◆ Problem description
Give back exactly the lines of the material below, starting with the line with "PR #2064, opened 2020-05-07" and going on through the line with "Chromedriver 81 is".

◆ Data extracts
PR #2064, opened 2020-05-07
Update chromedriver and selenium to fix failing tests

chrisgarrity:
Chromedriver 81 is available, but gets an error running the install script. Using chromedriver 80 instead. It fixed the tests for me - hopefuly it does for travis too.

--

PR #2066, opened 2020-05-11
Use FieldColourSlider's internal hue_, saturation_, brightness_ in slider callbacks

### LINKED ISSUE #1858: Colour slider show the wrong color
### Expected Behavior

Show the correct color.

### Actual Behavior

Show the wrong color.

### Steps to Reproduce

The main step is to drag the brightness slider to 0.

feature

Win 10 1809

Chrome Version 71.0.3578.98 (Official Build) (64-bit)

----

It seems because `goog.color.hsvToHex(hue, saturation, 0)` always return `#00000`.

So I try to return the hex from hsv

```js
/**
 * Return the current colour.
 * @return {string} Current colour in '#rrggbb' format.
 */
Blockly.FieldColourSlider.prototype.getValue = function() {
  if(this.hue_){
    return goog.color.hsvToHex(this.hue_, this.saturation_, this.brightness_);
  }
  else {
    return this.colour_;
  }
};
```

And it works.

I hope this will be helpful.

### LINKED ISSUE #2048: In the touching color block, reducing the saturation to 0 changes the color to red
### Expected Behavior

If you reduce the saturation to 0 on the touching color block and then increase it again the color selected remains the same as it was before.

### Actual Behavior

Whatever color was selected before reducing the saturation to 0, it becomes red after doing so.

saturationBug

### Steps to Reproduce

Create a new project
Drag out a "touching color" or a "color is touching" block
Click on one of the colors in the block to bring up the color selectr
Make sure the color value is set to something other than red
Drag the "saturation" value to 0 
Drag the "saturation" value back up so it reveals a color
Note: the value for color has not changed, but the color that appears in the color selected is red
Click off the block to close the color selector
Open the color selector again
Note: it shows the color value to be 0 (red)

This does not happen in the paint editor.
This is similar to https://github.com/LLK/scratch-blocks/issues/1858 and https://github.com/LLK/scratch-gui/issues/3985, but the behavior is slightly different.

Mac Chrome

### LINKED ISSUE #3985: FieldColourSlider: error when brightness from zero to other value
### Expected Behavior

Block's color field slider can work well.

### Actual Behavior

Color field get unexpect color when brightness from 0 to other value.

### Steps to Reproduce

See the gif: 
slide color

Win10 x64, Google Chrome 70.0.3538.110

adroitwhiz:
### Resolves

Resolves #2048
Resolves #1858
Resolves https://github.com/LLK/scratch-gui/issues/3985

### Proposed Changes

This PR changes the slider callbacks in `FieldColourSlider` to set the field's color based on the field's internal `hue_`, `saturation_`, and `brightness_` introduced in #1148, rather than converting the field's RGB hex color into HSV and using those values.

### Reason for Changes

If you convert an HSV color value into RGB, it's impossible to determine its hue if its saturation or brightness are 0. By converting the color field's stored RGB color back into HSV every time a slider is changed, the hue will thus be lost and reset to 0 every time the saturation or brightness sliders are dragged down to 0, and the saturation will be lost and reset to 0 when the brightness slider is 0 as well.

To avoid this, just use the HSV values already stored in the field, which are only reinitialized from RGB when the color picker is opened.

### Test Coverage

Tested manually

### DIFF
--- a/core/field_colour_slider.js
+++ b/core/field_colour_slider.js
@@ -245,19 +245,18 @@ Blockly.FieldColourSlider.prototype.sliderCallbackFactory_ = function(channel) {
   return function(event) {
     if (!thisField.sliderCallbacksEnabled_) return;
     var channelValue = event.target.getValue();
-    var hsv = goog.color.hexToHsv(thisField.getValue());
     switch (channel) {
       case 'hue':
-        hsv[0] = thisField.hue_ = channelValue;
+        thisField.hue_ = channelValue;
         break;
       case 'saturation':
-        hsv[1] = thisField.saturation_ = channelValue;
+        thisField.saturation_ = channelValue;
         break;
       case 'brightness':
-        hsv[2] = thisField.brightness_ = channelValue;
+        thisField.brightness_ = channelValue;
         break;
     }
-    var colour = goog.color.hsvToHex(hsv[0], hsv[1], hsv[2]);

---

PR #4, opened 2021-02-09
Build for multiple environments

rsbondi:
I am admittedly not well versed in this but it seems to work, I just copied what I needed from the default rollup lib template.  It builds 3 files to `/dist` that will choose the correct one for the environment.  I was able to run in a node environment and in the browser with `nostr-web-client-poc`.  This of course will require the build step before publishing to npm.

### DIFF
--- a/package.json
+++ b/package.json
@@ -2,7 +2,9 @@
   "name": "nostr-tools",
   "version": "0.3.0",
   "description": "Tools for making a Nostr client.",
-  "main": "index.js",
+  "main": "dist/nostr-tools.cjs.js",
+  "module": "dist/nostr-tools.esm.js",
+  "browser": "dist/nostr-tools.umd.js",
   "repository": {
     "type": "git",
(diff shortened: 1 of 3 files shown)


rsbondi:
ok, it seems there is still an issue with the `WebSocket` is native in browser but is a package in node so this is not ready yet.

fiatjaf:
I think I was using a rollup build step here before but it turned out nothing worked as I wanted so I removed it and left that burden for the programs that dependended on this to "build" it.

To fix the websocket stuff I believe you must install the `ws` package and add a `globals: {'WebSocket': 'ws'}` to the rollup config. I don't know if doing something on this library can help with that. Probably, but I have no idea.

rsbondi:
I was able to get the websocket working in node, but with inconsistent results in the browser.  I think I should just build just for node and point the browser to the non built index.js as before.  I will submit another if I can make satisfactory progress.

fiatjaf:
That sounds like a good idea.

◆ Response to the task
PR #2064, opened 2020-05-07
Update chromedriver and selenium to fix failing tests

chrisgarrity:
Chromedriver 81 is available, but gets an error running the install script. Using chromedriver 80 instead. It fixed the tests for me - hopefuly it does for travis too.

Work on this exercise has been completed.